[Collected data entries]
PR #250, opened 2026-01-20
add anticheat system

ErwinsExpertise:
This pull request introduces a comprehensive anti-cheat system to the server, adding detection and enforcement for various forms of cheating, such as movement hacks, attack speed hacks, invalid trades, and more. It implements a new `AntiCheat` module with violation tracking, auto-banning, ban escalation, and ban history, and integrates these checks into player actions throughout the codebase. Additionally, it adds GM commands for manual ban management and provides mechanisms for kicking banned players.

**Key changes:**

**Anti-cheat system implementation:**
- Added a new `AntiCheat` module (`anticheat/anticheat.go`) that tracks violations, failed authentications, and issues bans (temporary or permanent) based on configurable thresholds. It supports escalation for repeated temporary bans, maintains ban history, and provides helper methods for various cheat detections.
- Integrated the anti-cheat system into the server's lifecycle: initialized in `Server.Initialise`, started periodic cleanup, and set up a callback to kick banned accounts. [[1]](diffhunk://#diff-767084af72220060b61c889aea587d211458143a5a229e2feb4736bacb8792cdR13) [[2]](diffhunk://#diff-767084af72220060b61c889aea587d211458143a5a229e2feb4736bacb8792cdR50) [[3]](diffhunk://#diff-767084af72220060b61c889aea587d211458143a5a229e2feb4736bacb8792cdR164-R171)

**Ban enforcement and player management:**
- Added a `KickAccount` method to the server to disconnect banned players, and a `Kick` method to the `Player` struct for clean disconnection. These are used both by the anti-cheat system and GM commands. [[1]](diffhunk://#diff-767084af72220060b61c889aea587d211458143a5a229e2feb4736bacb8792cdR208-R240) [[2]](diffhunk://#diff-7c17860a8d1d10607463092eb6652bafd66b1f34027f14eeb42fa052a1385971R1753-R1761)

**Cheat detection integration:**
- Added anti-cheat checks to player actions:
  - Movement: Detects teleport hacks and suspicious movement distances. [[1]](diffhunk://#diff-58f47af606b2ed1ca1742a51a8b1f41aa34bd82ecca1e605b23c52cb9fe4cd8fR409-R425) [[2]](diffhunk://#diff-b46fadb5eadf53ca9fa0cbed7a6639cc44cb36716c2f60d5a8248dc10b6a7001L188-R214)
  - Item usage: Tracks invalid item usage.
  - Skills: Detects skill abuse, excessive attack speed, and excessive damage for melee, ranged, and magic skills. [[1]](diffhunk://#diff-58f47af606b2ed1ca1742a51a8b1f41aa34bd82ecca1e605b23c52cb9fe4cd8fL2466-R2499) [[2]](diffhunk://#diff-58f47af606b2ed1ca1742a51a8b1f41aa34bd82ecca1e605b23c52cb9fe4cd8fL2485-R2512) [[3]](diffhunk://#diff-58f47af606b2ed1ca1742a51a8b1f41aa34bd82ecca1e605b23c52cb9fe4cd8fR2529-R2532) [[4]](diffhunk://#diff-58f47af606b2ed1ca1742a51a8b1f41aa34bd82ecca1e605b23c52cb9fe4cd8fL2536-R2580) [[5]](diffhunk://#diff-58f47af606b2ed1ca1742a51a8b1f41aa34bd82ecca1e605b23c52cb9fe4cd8fR2620-R2622) [[6]](diffhunk://#diff-58f47af606b2ed1ca1742a51a8b1f41aa34bd82ecca1e605b23c52cb9fe4cd8fL2596-R2637)
  - Trades: Detects invalid trades, such as overflow or selling items not owned. [[1]](diffhunk://#diff-58f47af606b2ed1ca1742a51a8b1f41aa34bd82ecca1e605b23c52cb9fe4cd8fR3127-R3129) [[2]](diffhunk://#diff-58f47af606b2ed1ca1742a51a8b1f41aa34bd82ecca1e605b23c52cb9fe4cd8fR3152-R3154) [[3]](diffhunk://#diff-58f47af606b2ed1ca1742a51a8b1f41aa34bd82ecca1e605b23c52cb9fe4cd8fR3177-R3179) [[4]](diffhunk://#diff-58f47af606b2ed1ca1742a51a8b1f41aa34bd82ecca1e605b23c52cb9fe4cd8fR3191-R3193)

**Game master (GM) commands:**
- Added new GM commands for ban management: `/ban`, `/unban`, and `/banhistory`, allowing GMs to manually ban/unban players and view ban history directly in-game.

**Miscellaneous:**
- Updated imports and minor code adjustments to support the new anti-cheat features.

These changes significantly enhance the server's ability to detect, prevent, and respond to cheating, providing both automated and manual tools for maintaining fair gameplay.

### DIFF
--- a/login/handlers.go
+++ b/login/handlers.go
@@ -493,13 +493,15 @@ func (server *Server) handleDeleteCharacter(conn mnet.Client, reader mpacket.Rea
 
 	if charCount != 1 {
 		if server.ac != nil {
-			err = server.ac.IssueBan(0, 24, "Excessive failed login attempts", conn.String(), conn.GetHWID())
+			err = server.ac.IssueBan(0, 24, "Attempted to delete character not associated with account", conn.String(), conn.GetHWID())
 			if err != nil {
 				log.Println(err)
 			}
 		}
-		hacking = true
-		conn.Send(packetLoginDeleteCharacter(charID, deleted, hacking))
+		err := conn.Close()
+		if err != nil {
+			log.Println(err)
+		}
 		return
 	}
 
@@ -532,7 +534,7 @@ func (server *Server) handleSelectCharacter(conn mnet.Client, reader mpacket.Rea
 	if err != nil {
 		log.Println(err)
 		if server.ac != nil {
-			err = server.ac.IssueBan(0, 24, "Excessive failed login attempts", conn.String(), conn.GetHWID())
+			err = server.ac.IssueBan(0, 24, "Attempted to select character not associated with account", conn.String(), conn.GetHWID())
 			if err != nil {
 				log.Println(err)
 			}


anticheat/anticheat.go
```diff
@@ -0,0 +1,334 @@
...
+	ac.post(func() {
+		for _, id := range identifiers {
+			delete(ac.failedAuth, id)
+		}
+	})
+}
+
+// IssueBan creates a temporary ban (hours=0 means permanent)
+func (ac *AntiCheat) IssueBan(accountID int32, hours int, reason string, ip, hwid string) error {
+	var banEnd interface{}
```
Hucaru: Multiple: Why is this an interface type instead of a time related type?

channel/commands.go
```diff
@@ -1720,6 +1720,72 @@ func (server *Server) gmCommand(conn mnet.Client, msg string) {
...
+		if len(command) >= 4 {
+			reason = strings.Join(command[3:], " ")
+		}
+
+		if server.ac != nil {
+			server.ac.IssueBan(target.Conn.GetAccountID(), hours, reason, "", "")
+			conn.Send(packetMessageRedText(fmt.Sprintf("Banned %s for %d hours", targetName, hours)))
+		}
+
+	case "unban":
```
Hucaru, line 1753: The next two commands should work off character name and account ID. Otherwise it requires a GM/Admin to have database read access.

channel/damage_calc.go
```diff
@@ -28,36 +27,67 @@ type CalcHitResult struct {
 	IsValid      bool
 }
 
-type Roller struct {
-	rollIndex int
-	rolls     []uint32
+type DamageRngBuffer struct {
+	raw [constant.DamageRngBufferSize]uint32
```
Hucaru: If the struct only has one field then it might be worth changing to a typedef

channel/damage_calc.go
```diff
@@ -28,36 +27,67 @@ type CalcHitResult struct {
 	IsValid      bool
 }
 
-type Roller struct {
-	rollIndex int
-	rolls     []uint32
+type DamageRngBuffer struct {
```
Hucaru: Is the purpose of this to simulating the client "randomness"? A comment describing the technicalities of this would be useful

channel/handlers_client.go
```diff
@@ -406,6 +406,23 @@ func (server Server) playerMovement(conn mnet.Client, reader mpacket.Reader) {
...
+		lastFrag := moveData.frags[len(moveData.frags)-1]
+
+		dx := float64(lastFrag.x - firstFrag.x)
+		dy := float64(lastFrag.y - firstFrag.y)
+		distance := math.Sqrt(dx*dx + dy*dy)
+
+		if distance > 1000 {
+			reason := fmt.Sprintf("Suspicious movement: %.0f pixels", distance)
+			log.Println("Teleport hack detected:", reason, "accountID:", plr.accountID)
+			if server.ac != nil {
```
Hucaru: You have already checked if this is not nil

channel/handlers_client.go
```diff
@@ -406,6 +406,23 @@ func (server Server) playerMovement(conn mnet.Client, reader mpacket.Reader) {
...
+				server.ac.CheckMovement(plr.accountID, int16(distance))
```
Hucaru: Check movement also checks the distance value is > 1000. This should ideally only be performed in one location

channel/handlers_client.go
```diff
@@ -1364,6 +1381,9 @@ func (server Server) playerUseInventoryItem(conn mnet.Client, reader mpacket.Rea
 	item, err := plr.takeItem(itemid, slot, 1, 2)
 	if err != nil {
 		log.Println(err)
+		if server.ac != nil {
+			server.ac.CheckInvalidItem(plr.accountID)
```
Hucaru: These names can be a bit missleading as the intuitive reaction to them is that they are performin the detection. 

They should probably convey that you are checking the re-offence threshold in the function name.

channel/damage_calc.go
ErwinsExpertise: I recently learned how GMS does it:
https://gist.github.com/ThatMapleDev/9e137530009be8460a03f5b3f8283c2e#4-the-7-random-heartbeat-model

Figured it would be a good idea to match it.

channel/handlers_client.go
```diff
@@ -2499,6 +2526,10 @@ func validateAndApplyCriticals(plr *Player, data *attackData, results [][]CalcHi
 
 				log.Printf("Capped excessive damage from player %s (ID: %d): client=%d -> capped=%d, max=%.0f, skill=%d",
 					plr.Name, plr.ID, result.ClientDamage, maxAllowed, result.MaxDamage, data.skillID)
+
+				if server.ac != nil {
+					server.ac.CheckDamage(plr.accountID, result.ClientDamage, int32(result.MaxDamage))
```
Hucaru: Is going over damage cap something that can be done with perfect gear and hardest hitting skill?

channel/player.go
```diff
@@ -1750,6 +1750,15 @@ func (d Player) Logout() {
 
 }
 
+func (d *Player) Kick() {
+	if d == nil || d.Conn == nil {
+		return
+	}
+
+	d.Send(packetChangeChannel([]byte{127, 0, 0, 1}, 0))
+	_ = d.Conn.Close()
```
Hucaru, line 1758: Is this needed? The connection should close once the client disconnects

channel/server.go
```diff
@@ -195,6 +205,39 @@ func (server *Server) SendLostWorldConnectionMessage() {
...
+	do := func() {
+		server.players.observe(func(plr *Player) {
+			if plr == nil || plr.Conn == nil {
+				return
+			}
+			if plr.Conn.GetAccountID() != accountID {
+				return
+			}
+			if message != "" {
+				plr.Send(packetMessageNotice(message))
```
Hucaru: World wide message?

login/handlers.go
```diff
@@ -47,6 +49,24 @@ func (server *Server) HandleClientPacket(conn mnet.Client, reader mpacket.Reader
 func (server *Server) handleLoginRequest(conn mnet.Client, reader mpacket.Reader) {
 	username := reader.ReadString(reader.ReadInt16())
 	password := reader.ReadString(reader.ReadInt16())
+
+	// Try to read HWID (6 bytes after password) - simplified
+	hwid := ""
+	if reader.ReadInt16() >= 6 { // Check remaining bytes
+		hwidBytes := make([]byte, 6)
+		for i := 0; i < 6; i++ {
+			hwidBytes[i] = reader.ReadByte()
```
Hucaru: There's a ReadBytes() method

login/handlers.go
```diff
@@ -47,6 +49,24 @@ func (server *Server) HandleClientPacket(conn mnet.Client, reader mpacket.Reader
 func (server *Server) handleLoginRequest(conn mnet.Client, reader mpacket.Reader) {
 	username := reader.ReadString(reader.ReadInt16())
 	password := reader.ReadString(reader.ReadInt16())
+
+	// Try to read HWID (6 bytes after password) - simplified
+	hwid := ""
+	if reader.ReadInt16() >= 6 { // Check remaining bytes
```
Hucaru: Can this be greater than 6?

login/handlers.go
```diff
@@ -110,6 +160,24 @@ func (server *Server) handleLoginRequest(conn mnet.Client, reader mpacket.Reader
...
+			common.DB.Exec("UPDATE accounts SET hwid = ? WHERE accountID = ?", hwid, accountID)
+		}
+		if server.ac != nil {
+			ip := ""
+			if host, _, err := net.SplitHostPort(conn.String()); err == nil {
+				ip = host
+			} else {
+				ip = conn.String()
+			}
+			server.ac.ClearAuth(
```
Hucaru, line 178: I have never seen a system that bans for failed login attempts. At most the account should get locked and require an unlock via a website interaction.

mnet/conn.go
```diff
@@ -144,6 +148,18 @@ func (bc *baseConn) String() string {
...
-	close(bc.eSend)
+	bc.closeOnce.Do(func() {
+		bc.closed = true
+		if bc.eSend != nil {
+			close(bc.eSend)
+		}
+	})
+}
+
+func (bc *baseConn) Close() error {
```
Hucaru, line 159: Tied to my earlier comment on kicking player

login/handlers.go
ErwinsExpertise: Hmm, we can add in an account lock rather than ban, but there's also no website support so I think I'd need to add in an unlock gm command too...?

channel/handlers_client.go
ErwinsExpertise: Nope, we calculate the max change for the player based on the known damage formulas, and we even provide a 15% variance. If the provided damage is exceeding those limits then it is most likely hacking.

channel/player.go
ErwinsExpertise: I would prefer closing the connection forcefully rather than issuing a change channel packet. The packet was just to speed up the process, but that packet could always get intercepted from a network level and prevent it from coming through to the client. Closing the connection forcefully is the only guaranteed method to kick them.

mnet/conn.go
ErwinsExpertise: https://github.com/Hucaru/Valhalla/pull/250#discussion_r2714172234

login/handlers.go
ErwinsExpertise: This was a little odd so refactored to use skip, and readbytes instead. The sizes never change, they are fixed.

login/handlers.go
```diff
@@ -50,15 +50,10 @@ func (server *Server) handleLoginRequest(conn mnet.Client, reader mpacket.Reader
...
-	hwid := ""
-	if reader.ReadInt16() >= 6 { // Check remaining bytes
-		hwidBytes := make([]byte, 6)
-		for i := 0; i < 6; i++ {
-			hwidBytes[i] = reader.ReadByte()
-		}
-		hwid = fmt.Sprintf("%02X%02X%02X%02X%02X%02X", hwidBytes[0], hwidBytes[1], hwidBytes[2], hwidBytes[3], hwidBytes[4], hwidBytes[5])
-	}
+	// Try to read HWID
+	reader.Skip(6)
```
Hucaru, line 56: Are these not part of HWID? I assumed the ID was a mac address.

login/handlers.go
Hucaru: It would be better if instead of banning the user it set a field in the database for the account to lock it. This would then be up to the privaste server on how they want to manage unlocking accounts (probably via some website password reset utility)

channel/player.go
Hucaru: In that case I don't think you need to send the change channel. Terminating the socket will be immediate for the server. The hacker's client might not close imediately but from the server's perspective it doesn't matter.

login/handlers.go
ErwinsExpertise: It is the machine ID, the first 6 bytes just seem to be 0's so I assume it's padding.

login/handlers.go
ErwinsExpertise: Alright added in `isLocked`. We still ban IP/HWID's globally(for 1 hour) for failed attempts, but we also lock the account instead of banning it.

Hucaru (dismissed):

login/handlers.go
```diff
@@ -91,7 +118,29 @@ func (server *Server) handleLoginRequest(conn mnet.Client, reader mpacket.Reader
...
+
+			exceeded := server.ac.TrackFailedAuth(ipKey) || server.ac.TrackFailedAuth(hwidKey) || server.ac.TrackFailedAuth(userKey)
+			if exceeded {
+				// Lock Account
+				err := server.ac.LockAccount(accountID)
+				if err != nil {
+					log.Println(err)
+				}
+				// Ban IP & HWID globally
+				err = server.ac.IssueBan(0, 24, "Excessive failed login attempts", ip, hwid)
```
Hucaru: This could lead to the situation where someone has forgotten their password and is now unable to log into other accounts they might have

ErwinsExpertise: Okay modified it to be this:
```
if exceeded && strings.Compare(hwid, lastHwid) != 0 {
```

We set the `hwid` for the account in DB on successful login, and `hwid` is generally a better tracker as IP's can change all the time for various reason, but the machine ID will rarely change. If they exceed attempts *and* the machine ID doesn't match the last known ID then we can generally assume it has a higher likelihood of being a bad actor, and in that case we do want to ban them to mitigate brute-force attempts.

login/handlers.go
```diff
@@ -127,7 +128,7 @@ func (server *Server) handleLoginRequest(conn mnet.Client, reader mpacket.Reader
 			hwidKey := fmt.Sprintf("hwid:%s", hwid)
 
 			exceeded := server.ac.TrackFailedAuth(ipKey) || server.ac.TrackFailedAuth(hwidKey) || server.ac.TrackFailedAuth(userKey)
-			if exceeded {
+			if exceeded && strings.Compare(hwid, lastHwid) != 0 {
```
Hucaru: What you had here was fine. I was thinking more of removing the ip and hardware id ban. Those should only be reserved for someone who is hacking in the game or packet manipulation. The only punishment for not correctly guessing a password should be to lock the account and prevent any game logins until the account is unlocked.

login/handlers.go
Hucaru, line 544: If char count is 0 then that means they provided an ID they do not own which should only be possible via packet manipulation and they should be IP and hardware banned.

Hucaru, line 1: There are a lot of panics when handling errors and I think we should change them to just return from function as we don't want to crash the login server as other usrs might be logged in and account could potentially be stuck in a logged in state when the server restarts.

login/handlers.go
ErwinsExpertise: The idea is to mitigate brute-force attempts, and it’s only a 1 hour. Do you believe that is too harsh for what would otherwise appear to be malicious? If we just lock the account then the potential bad actor can just move on to a different account. Assuming it’s someone who forgot their password and is logging on from the same PC as usual it will not negatively impact them.

We can remove the ban, but I think this would help with mitigation efforts for server owners.

login/handlers.go
ErwinsExpertise: @Hucaru i don’t see any panics, which do you mean?

ErwinsExpertise: Ah, the existing ones. I went ahead and made those changes.

login/handlers.go
```diff
@@ -485,8 +492,15 @@ func (server *Server) handleDeleteCharacter(conn mnet.Client, reader mpacket.Rea
...
 	if charCount != 1 {
-		log.Println(conn.GetAccountID(), "attempted to delete a character they do not own:", charID)
+		if server.ac != nil {
+			err = server.ac.IssueBan(0, 24, "Excessive failed login attempts", conn.String(), conn.GetHWID())
+			if err != nil {
+				log.Println(err)
+			}
+		}
 		hacking = true
+		conn.Send(packetLoginDeleteCharacter(charID, deleted, hacking))
```
Hucaru: Do we need to remove the character from the client if they have been banned?

login/handlers.go
```diff
@@ -485,8 +492,15 @@ func (server *Server) handleDeleteCharacter(conn mnet.Client, reader mpacket.Rea
 	deleted := false
 
 	if charCount != 1 {
-		log.Println(conn.GetAccountID(), "attempted to delete a character they do not own:", charID)
+		if server.ac != nil {
+			err = server.ac.IssueBan(0, 24, "Excessive failed login attempts", conn.String(), conn.GetHWID())
```
Hucaru: Ban reason incorrect?

login/handlers.go
ErwinsExpertise: True, how do you feel about just closing the connection @Hucaru ?

login/handlers.go
ErwinsExpertise: Copy pasta, oops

### TASK TO CARRY OUT
Wherever a line holds the word "more", copy that line out of the entries above.

### RESPONSE TO THE TASK
This pull request introduces a comprehensive anti-cheat system to the server, adding detection and enforcement for various forms of cheating, such as movement hacks, attack speed hacks, invalid trades, and more. It implements a new `AntiCheat` module with violation tracking, auto-banning, ban escalation, and ban history, and integrates these checks into player actions throughout the codebase. Additionally, it adds GM commands for manual ban management and provides mechanisms for kicking banned players.
Hucaru: What you had here was fine. I was thinking more of removing the ip and hardware id ban. Those should only be reserved for someone who is hacking in the game or packet manipulation. The only punishment for not correctly guessing a password should be to lock the account and prevent any game logins until the account is unlocked.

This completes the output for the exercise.